(Saved data entries)
[Start of Attachment]
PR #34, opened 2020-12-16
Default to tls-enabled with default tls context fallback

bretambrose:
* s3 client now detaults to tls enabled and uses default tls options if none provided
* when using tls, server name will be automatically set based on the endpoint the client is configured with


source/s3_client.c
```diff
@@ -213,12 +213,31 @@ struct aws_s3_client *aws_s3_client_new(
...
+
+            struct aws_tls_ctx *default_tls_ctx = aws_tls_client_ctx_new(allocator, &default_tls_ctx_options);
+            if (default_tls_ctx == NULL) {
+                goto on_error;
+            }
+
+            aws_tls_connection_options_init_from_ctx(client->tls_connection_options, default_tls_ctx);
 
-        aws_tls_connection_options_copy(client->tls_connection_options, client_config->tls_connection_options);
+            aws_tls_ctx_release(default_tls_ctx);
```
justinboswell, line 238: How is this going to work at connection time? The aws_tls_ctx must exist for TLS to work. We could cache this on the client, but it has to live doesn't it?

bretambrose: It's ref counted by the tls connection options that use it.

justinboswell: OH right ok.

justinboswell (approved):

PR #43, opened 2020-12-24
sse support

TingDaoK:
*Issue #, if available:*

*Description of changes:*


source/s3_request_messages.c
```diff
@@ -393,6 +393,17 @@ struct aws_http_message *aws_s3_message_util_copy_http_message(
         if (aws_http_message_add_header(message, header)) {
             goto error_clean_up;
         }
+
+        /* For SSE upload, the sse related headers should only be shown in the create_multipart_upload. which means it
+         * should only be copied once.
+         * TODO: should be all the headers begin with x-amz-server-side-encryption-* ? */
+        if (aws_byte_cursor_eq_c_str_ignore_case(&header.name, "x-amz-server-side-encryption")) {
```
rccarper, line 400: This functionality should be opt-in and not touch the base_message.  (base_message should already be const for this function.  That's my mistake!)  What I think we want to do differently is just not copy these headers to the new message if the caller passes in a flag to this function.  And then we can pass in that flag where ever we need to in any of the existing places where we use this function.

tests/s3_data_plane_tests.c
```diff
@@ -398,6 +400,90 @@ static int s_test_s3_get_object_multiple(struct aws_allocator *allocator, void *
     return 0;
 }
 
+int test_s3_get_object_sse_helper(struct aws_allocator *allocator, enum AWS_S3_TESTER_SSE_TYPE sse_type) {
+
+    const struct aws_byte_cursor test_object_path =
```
[End of Attachment]
[Start of Attachment]
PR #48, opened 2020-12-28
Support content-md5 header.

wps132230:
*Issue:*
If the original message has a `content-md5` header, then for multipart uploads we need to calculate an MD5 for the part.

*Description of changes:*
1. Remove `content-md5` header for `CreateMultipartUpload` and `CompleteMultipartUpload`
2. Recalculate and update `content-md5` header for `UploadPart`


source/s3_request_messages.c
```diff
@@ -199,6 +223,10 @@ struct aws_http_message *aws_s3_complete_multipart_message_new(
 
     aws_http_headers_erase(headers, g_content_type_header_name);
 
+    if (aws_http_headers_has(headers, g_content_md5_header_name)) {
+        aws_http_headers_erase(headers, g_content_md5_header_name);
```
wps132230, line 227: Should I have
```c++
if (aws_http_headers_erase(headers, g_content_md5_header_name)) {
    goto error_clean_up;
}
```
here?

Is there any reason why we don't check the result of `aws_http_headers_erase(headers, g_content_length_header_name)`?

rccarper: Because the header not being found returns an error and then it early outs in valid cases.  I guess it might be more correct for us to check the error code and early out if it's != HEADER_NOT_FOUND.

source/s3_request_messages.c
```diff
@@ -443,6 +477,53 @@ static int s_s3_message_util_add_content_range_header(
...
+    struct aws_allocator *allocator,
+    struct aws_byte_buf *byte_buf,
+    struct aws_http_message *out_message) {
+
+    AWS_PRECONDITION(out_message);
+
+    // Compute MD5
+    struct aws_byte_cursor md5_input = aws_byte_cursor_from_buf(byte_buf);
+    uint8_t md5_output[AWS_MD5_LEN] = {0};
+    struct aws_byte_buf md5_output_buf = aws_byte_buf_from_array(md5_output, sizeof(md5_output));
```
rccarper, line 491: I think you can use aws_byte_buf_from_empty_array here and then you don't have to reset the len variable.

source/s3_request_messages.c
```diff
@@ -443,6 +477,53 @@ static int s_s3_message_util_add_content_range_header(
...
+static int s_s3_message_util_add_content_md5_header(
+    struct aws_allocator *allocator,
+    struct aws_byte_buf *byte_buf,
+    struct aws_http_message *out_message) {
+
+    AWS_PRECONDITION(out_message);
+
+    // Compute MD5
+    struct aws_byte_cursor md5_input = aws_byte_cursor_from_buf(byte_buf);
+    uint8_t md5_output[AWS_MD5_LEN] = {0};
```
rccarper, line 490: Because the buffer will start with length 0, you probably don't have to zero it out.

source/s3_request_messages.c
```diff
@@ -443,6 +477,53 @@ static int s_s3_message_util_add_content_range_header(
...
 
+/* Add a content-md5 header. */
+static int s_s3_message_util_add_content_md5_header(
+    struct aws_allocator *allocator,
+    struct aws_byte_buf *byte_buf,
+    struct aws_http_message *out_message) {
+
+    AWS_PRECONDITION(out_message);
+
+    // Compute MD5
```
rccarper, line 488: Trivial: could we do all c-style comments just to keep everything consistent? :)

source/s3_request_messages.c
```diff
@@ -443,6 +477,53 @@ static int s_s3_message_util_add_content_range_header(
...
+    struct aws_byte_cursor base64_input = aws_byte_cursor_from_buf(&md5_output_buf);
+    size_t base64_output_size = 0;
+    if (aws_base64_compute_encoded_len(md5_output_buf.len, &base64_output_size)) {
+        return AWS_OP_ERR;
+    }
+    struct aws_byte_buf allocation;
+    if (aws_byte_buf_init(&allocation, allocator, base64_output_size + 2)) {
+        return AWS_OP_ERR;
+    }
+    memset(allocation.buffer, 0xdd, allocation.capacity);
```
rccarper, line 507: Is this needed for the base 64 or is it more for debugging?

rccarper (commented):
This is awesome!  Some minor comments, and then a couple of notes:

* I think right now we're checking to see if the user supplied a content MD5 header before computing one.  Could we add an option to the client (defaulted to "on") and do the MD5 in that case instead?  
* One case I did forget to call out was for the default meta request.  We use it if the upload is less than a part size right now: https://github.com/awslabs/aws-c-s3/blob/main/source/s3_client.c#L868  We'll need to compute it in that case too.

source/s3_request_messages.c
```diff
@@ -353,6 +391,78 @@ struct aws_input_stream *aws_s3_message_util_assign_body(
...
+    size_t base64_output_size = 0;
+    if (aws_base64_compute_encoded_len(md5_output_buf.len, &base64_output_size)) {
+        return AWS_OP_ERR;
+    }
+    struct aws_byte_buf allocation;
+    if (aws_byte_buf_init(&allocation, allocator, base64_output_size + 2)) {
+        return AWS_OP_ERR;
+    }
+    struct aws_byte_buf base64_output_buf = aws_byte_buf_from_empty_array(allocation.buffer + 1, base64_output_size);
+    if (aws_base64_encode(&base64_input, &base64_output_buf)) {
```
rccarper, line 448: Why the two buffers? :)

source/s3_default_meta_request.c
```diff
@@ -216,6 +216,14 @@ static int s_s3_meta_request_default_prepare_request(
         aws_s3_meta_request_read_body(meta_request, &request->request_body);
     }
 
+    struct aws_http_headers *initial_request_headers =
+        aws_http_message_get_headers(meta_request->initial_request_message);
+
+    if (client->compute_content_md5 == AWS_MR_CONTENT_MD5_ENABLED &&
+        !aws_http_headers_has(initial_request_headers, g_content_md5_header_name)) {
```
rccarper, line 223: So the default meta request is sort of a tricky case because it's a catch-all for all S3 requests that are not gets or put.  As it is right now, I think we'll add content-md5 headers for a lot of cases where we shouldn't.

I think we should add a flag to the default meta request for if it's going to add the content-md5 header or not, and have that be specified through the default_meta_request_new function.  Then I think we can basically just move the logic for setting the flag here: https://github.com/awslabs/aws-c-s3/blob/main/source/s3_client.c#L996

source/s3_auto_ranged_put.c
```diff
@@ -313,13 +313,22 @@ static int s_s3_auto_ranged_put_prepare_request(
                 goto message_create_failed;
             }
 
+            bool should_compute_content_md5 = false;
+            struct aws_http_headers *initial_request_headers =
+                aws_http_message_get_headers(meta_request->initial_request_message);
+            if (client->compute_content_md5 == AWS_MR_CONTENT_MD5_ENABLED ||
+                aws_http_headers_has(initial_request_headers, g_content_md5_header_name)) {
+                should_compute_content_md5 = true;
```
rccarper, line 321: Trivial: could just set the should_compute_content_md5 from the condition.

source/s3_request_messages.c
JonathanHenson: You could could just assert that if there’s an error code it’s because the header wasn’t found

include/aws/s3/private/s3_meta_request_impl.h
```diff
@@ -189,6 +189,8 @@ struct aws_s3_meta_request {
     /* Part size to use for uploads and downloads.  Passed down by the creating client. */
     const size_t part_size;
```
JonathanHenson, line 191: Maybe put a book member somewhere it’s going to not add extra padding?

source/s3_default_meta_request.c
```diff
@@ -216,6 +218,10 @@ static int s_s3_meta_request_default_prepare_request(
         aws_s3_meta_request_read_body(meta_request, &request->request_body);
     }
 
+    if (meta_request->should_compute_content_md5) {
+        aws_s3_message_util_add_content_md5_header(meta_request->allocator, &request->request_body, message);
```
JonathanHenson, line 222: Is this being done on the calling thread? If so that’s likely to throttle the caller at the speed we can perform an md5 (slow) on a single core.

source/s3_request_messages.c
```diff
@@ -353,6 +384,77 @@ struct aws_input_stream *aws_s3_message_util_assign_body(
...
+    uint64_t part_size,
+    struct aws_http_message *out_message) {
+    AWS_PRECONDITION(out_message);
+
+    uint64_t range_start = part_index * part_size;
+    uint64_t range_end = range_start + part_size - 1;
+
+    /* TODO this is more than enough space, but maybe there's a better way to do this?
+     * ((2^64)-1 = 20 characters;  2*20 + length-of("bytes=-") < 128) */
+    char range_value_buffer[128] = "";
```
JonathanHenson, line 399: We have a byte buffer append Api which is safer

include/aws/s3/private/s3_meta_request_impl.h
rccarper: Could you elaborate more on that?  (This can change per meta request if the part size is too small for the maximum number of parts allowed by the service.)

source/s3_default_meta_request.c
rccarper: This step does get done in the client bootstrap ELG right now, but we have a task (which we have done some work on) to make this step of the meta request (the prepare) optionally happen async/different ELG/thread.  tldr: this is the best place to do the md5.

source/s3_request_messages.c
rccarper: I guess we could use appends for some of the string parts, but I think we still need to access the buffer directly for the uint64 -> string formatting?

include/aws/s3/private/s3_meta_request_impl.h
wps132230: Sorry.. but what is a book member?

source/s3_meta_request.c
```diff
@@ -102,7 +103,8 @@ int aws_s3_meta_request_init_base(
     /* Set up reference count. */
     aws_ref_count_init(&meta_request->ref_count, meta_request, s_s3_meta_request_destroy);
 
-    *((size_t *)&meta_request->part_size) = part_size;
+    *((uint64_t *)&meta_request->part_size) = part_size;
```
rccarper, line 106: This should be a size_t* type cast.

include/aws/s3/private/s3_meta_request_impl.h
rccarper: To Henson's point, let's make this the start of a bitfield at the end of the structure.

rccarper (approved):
[End of Attachment]
YOUR GOAL: If the word "which" appears in a line above, copy that line.

SOLVED PROBLEM:
+        /* For SSE upload, the sse related headers should only be shown in the create_multipart_upload. which means it
JonathanHenson, line 399: We have a byte buffer append Api which is safer
rccarper: This step does get done in the client bootstrap ELG right now, but we have a task (which we have done some work on) to make this step of the meta request (the prepare) optionally happen async/different ELG/thread.  tldr: this is the best place to do the md5.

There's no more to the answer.